I am trying to make the code below faster keeping two of the variables (the ones we need to reuse) in register or any place closer than the cache. The code takes the three adjacent elements in an array at position idx and adds them together.

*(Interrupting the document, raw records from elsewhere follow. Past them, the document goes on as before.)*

PR #249, opened 2017-08-17
Alert display fixed

pg301:
screenshot_1502964907

### DIFF
--- a/mobile/src/main/java/org/hawkular/client/android/backend/model/Alert.java
+++ b/mobile/src/main/java/org/hawkular/client/android/backend/model/Alert.java
@@ -40,10 +40,10 @@ public final class Alert implements Parcelable {
     private String status;
 
     @SerializedName("ctime")
-    private long timestamp;
+    private long ctime;
 
     @SerializedName("evalSets")
-    private List<Lister> evaluations;
+    private List<List<AlertEvaluation>> evalSets;
 
     @SerializedName("notes")
     private List<Note> notes;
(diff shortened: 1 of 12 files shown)


mobile/src/main/java/org/hawkular/client/android/backend/model/Alert.java
```diff
@@ -40,10 +40,10 @@
     private String status;
 
     @SerializedName("ctime")
-    private long timestamp;
+    private long ctime;
```
pilhuhn, line 43: what about making the name real explicit? `creation_time` I know that ctime is a common abbreviation of it

pilhuhn:
lgtm

pilhuhn (approved):
Lgtm

mobile/src/main/java/org/hawkular/client/android/backend/model/Alert.java
pg301: @pilhuhn Unfortunately I cannot change the naming convention because the JSON I get has "ctime" as a parameter. Retrofit will not parse it if we give it any other name, that is the reason I changed 'timestamp' -> 'ctime'

pg301:
triggersetup

Generating Alerts

alert

pg301:
@pilhuhn @garg-anuj Please review these major changes.

KeenWarrior:
@pg301 sorry for delay :wink:

PR #4530, opened 2021-02-16
Add title to slots

gannetson:
If applicable


bluebottle/time_based/admin.py
```diff
@@ -161,15 +161,14 @@ class DateActivityASlotInline(admin.TabularInline):
         },
     }
 
-    raw_id_fields = ['location']
```
eodolphi, line 164: This should be in the 1.2 release right?

eodolphi (changes requested):

PR #4587, opened 2021-03-17
Use random images for activities/intiatives if they aren't found (te…

gannetson:
…sting only)

If applicable


gannetson:
image

eodolphi (approved):

PR #4630, opened 2021-04-20
Hotfix/matching fixes

eodolphi:
If applicable


bluebottle/activities/messages.py
```diff
@@ -220,6 +220,11 @@ def get_activity_context(self, activity):
 
     def get_context(self, recipient, activities=None):
         context = super().get_context(recipient)
+        context['profile_incomplete'] = (
+            not (len(recipient.favourite_themes.all())) or
```
gannetson, line 224: `len(recipient.favourite_themes.all())` is probably almost the same as `recipient.favourite_themes.count()`  or `recipients.favourite_themes.exists()` right?

gannetson (approved):

bluebottle/activities/messages.py
eodolphi: Yes. `.count` is the same as `len()`. The last one is a bit more flexible since it also works on non-quersets .

PR #4688, opened 2021-05-31
Make user creation and login case insensitive

eodolphi:
If applicable


bluebottle/funding/effects.py
```diff
@@ -22,7 +22,10 @@ class GeneratePayoutsEffect(Effect):
 
     def post_save(self, **kwargs):
         from bluebottle.funding.models import Payout
-        Payout.generate(self.instance)
+        try:
+            Payout.generate(self.instance)
+        except AssertionError:
+            pass
```
gannetson, line 28: Why this?

bluebottle/members/tests/test_api.py
```diff
@@ -291,6 +314,42 @@ def test_create_twice(self):
...
+        self.assertEqual(
+            response.json()['non_field_errors'][0]['type'],
+            'email'
+        )
+
+        self.assertEqual(
+            response.json()['non_field_errors'][0]['id'],
+            user_id
+        )
+
```
gannetson, line 352: Maybe another test to specifically test the flow where user uses email sign-up first and then Facebook or v.v.? I think that is most common scenario. Or will that be using the same UserCreateSerializer?

scripts/merge_duplicate_users.py
```diff
@@ -0,0 +1,38 @@
...
+
+                for contributor in Contributor.objects.filter(user=duplicate):
+                    contributor.user = first
+                    contributor.execute_triggers(send_messages=False)
+                    contributor.save()
+
+                for initiative in Initiative.objects.filter(owner=duplicate):
+                    initiative.owner = first
+                    initiative.execute_triggers(send_messages=False)
+                    initiative.save()
```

void stencil(double * input, double * output){
unsigned int idx = 1;
output[0] = input[0] + input[1];
for(; idx < SIZE - 1; idx++){
output[idx] = input[idx-1] + input[idx] + input[idx+1];
}
output[idx] = input[idx-1] + input[idx];
}
My implementation looks like this:
void stencil(double * input, double * output){
unsigned int idx = 0;
double x , y = 0, z;
z = input[idx];
for(; idx < SIZE - 1; idx++){
x = y;
y = z;
z = input[idx + 1];
output[idx] = x + y + z;
}
output[idx] = y + z;
}
the idea is to reuse the variables of the previous operation and make the program faster.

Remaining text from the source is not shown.